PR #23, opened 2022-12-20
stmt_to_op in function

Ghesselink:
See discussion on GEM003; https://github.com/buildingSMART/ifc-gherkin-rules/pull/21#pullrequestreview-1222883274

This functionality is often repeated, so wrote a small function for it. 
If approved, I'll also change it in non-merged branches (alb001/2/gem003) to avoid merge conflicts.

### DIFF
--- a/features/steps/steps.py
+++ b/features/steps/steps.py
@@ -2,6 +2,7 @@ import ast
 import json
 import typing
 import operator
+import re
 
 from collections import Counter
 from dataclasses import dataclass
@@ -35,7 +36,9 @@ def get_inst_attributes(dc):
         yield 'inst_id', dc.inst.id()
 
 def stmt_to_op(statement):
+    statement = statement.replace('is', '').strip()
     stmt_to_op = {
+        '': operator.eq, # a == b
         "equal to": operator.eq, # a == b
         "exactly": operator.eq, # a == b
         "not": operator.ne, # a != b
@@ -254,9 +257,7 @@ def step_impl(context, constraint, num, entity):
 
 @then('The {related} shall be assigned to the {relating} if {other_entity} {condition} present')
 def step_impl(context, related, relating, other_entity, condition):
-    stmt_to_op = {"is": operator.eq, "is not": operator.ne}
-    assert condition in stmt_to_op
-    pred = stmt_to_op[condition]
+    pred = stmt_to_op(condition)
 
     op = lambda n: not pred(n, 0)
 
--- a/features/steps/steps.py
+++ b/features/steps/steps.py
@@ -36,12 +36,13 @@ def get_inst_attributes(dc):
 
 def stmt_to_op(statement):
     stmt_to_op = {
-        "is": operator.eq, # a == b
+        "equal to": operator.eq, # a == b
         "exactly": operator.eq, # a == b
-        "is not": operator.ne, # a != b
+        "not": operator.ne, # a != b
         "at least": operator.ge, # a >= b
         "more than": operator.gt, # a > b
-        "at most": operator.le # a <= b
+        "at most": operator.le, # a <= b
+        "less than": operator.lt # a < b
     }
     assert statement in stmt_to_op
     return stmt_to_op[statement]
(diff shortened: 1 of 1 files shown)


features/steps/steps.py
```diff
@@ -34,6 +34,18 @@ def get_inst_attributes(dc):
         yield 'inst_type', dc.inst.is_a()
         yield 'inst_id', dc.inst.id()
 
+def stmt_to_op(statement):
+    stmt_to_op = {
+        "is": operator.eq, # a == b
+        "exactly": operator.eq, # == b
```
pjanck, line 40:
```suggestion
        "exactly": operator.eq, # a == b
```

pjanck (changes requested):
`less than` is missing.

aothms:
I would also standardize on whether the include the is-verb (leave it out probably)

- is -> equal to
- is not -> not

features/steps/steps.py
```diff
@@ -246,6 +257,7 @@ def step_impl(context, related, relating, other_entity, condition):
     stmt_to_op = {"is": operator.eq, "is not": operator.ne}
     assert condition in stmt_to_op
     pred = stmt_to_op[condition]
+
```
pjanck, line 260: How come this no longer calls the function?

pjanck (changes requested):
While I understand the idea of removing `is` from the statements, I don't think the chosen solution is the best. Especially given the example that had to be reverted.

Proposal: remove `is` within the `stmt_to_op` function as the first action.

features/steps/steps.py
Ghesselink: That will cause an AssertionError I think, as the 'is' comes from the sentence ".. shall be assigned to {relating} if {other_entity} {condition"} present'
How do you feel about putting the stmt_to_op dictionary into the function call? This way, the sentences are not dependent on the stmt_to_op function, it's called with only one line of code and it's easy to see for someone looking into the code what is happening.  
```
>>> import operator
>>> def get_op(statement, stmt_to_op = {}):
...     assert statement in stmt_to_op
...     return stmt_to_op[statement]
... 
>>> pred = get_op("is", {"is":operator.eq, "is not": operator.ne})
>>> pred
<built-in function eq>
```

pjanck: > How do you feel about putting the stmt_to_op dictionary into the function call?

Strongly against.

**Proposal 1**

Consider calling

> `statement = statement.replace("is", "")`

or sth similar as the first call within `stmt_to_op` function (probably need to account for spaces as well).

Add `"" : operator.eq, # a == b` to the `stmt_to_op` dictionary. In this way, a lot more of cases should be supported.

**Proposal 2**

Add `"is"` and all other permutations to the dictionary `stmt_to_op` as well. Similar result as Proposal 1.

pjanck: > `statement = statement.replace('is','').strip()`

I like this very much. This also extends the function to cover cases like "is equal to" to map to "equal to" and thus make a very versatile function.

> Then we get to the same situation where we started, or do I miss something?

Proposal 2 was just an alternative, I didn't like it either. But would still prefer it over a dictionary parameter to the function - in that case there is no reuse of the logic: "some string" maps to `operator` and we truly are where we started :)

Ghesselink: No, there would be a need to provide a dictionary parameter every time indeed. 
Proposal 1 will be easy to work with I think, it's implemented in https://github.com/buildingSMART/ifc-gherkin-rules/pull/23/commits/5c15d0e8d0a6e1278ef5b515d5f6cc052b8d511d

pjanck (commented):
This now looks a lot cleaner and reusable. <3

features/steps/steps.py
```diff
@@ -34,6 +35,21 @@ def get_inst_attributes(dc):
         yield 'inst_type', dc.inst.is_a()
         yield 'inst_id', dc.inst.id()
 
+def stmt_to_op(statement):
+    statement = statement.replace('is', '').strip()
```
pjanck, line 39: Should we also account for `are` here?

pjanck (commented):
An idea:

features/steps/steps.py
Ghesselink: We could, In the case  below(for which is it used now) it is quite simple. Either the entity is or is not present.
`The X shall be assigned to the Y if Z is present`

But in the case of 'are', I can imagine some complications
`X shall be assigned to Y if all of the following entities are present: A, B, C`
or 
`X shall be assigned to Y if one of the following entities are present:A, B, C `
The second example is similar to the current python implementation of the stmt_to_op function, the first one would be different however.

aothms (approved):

○ ○ ○ ○ ○ ○ ○

Search the listing above for the string "account" and copy each line that has it.

▶ [RESPONSE TO THIS TASK]:
or sth similar as the first call within `stmt_to_op` function (probably need to account for spaces as well).
pjanck, line 39: Should we also account for `are` here?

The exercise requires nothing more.